Paper 3

Parallel Learning Algorithms of Local Support Vector Regression for Dealing with Large Datasets

Authors: Thanh-Nghi Do, Le-Diem Bui

Volume 41 (2019)

Abstract

New parallel algorithms of local support vector regression (local SVR), called kSVR, krSVR are proposed in this paper to efficiently handle the prediction task for large datasets. The learning strategy of kSVR performs the regression task with two main steps. The first one is to partition the training data into k clusters, followed which the second one is to learn the SVR model from each cluster to predict the data locally in the parallel way on multi-core computers. The krSVR learning algorithm trains an ensemble of T random kSVR models for improving the generalization capacity of the kSVR alone. The performance analysis in terms of the algorithmic complexity and the generalization capacity illustrates that our kSVR and krSVR algorithms are faster than the standard SVR for the non-linear regression on large datasets while maintaining the high correctness in the prediction.
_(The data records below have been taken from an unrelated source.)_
PR #70, opened 2024-02-08
Da specs

danielSanchezQ:
This is the main branch for nomos da specs. Currently there is a broad skeleton of what we intend to do without any of the kzg+rs implementation. This may be a bit too big already. I intend to at least fill a few more tests here and then use other branches to merge on top of this.
Notice that this is incomplete and open as a draft, but reviews are more than welcome.

### DIFF
--- a/da/dispersal.py
+++ b/da/dispersal.py
@@ -1,9 +1,8 @@
 from typing import List, Optional, Generator
 
-from da.common import Certificate
+from da.common import Certificate, NodeId
 from da.encoder import EncodedData
 from da.verifier import DABlob, Attestation
-from mixnet.node import NodeId
 
 
 class Dispersal:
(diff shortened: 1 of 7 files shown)


megonen:
I finished the first review. looks nice 🚀

bacv (approved):
Well structured, 🚀

da/dispersal.py
```diff
@@ -0,0 +1,50 @@
...
+    def _prepare_data(self, encoded_data: EncodedData) -> Generator[DABlob, None, None]:
+        assert len(encoded_data.row_commitments) == len(self.nodes)
+        assert len(encoded_data.row_proofs) == len(self.nodes)
+        columns = encoded_data.extended_matrix.columns()
+        column_commitments = encoded_data.column_commitments
+        row_commitments = encoded_data.row_commitments
+        rows_proofs = encoded_data.row_proofs
+        aggregated_column_commitment = encoded_data.aggregated_column_commitment
+        aggregated_column_proof = encoded_data.aggregated_column_proof
+        for index, (column, column_commitment, row_proofs) in enumerate(zip(columns, column_commitments, rows_proofs)):
```
youngjoon-lee, line 22: nitpick: It seems that we also assert `len(columns) == len(column_commitments) == len(self.nodes)` (or `== len(row_proofs)`, so we can make sure that the `zip` in the line 22 produces the expected number of elements. I came up with this point when reading the `disperse` function below. But, this is not very important. Also, it's okay if the definition of `columns` and `column_commitments` already infer this property.

danielSanchezQ: Good catch. I'll add this in subsequent PRs. Thanks!!

youngjoon-lee (commented):
LGTM

PR #72, opened 2024-02-14
Initial DA API Spec structure

bacv:
The idea is to compose 3 entities (Sender, Receiver, Producer) using DA executable spec components and spawn them in tests.
  - Zone - EZ/Client that 1) creates data; 2) disperses it; 3) sends to Producer.
  - Node - DA Node that receives chunks from Senders.
  - Producer - Block Producer that receives Certificates with Metadata from Senders.


da/mock/zone.py
```diff
@@ -0,0 +1,78 @@
...
+from da.mock.transport import Transport
+
+@dataclass
+class MockZoneParams:
+    da_nodes: List[MockDaNode]
+    block_producer: MockProducerNode
+    threshold: int
+    encoder_params: DAEncoderParams
+
+class MockZoneNode:
```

The numerical test results on five large datasets from UCI repository showed that proposed kSVR and krSVR algorithms are efficient compared to the standard SVR. Typically, the average training time of kSVR and krSVR are 183.5 and 43.3 times faster than the standard SVR; kSVR and krSVR also improve 62.10%, 63.70% of the relative prediction correctness compared to the standard SVR, respectively.

Keywords: Support vector regression (SVR), Local support vector regression (local SVR), Ensemble learning Large datasets.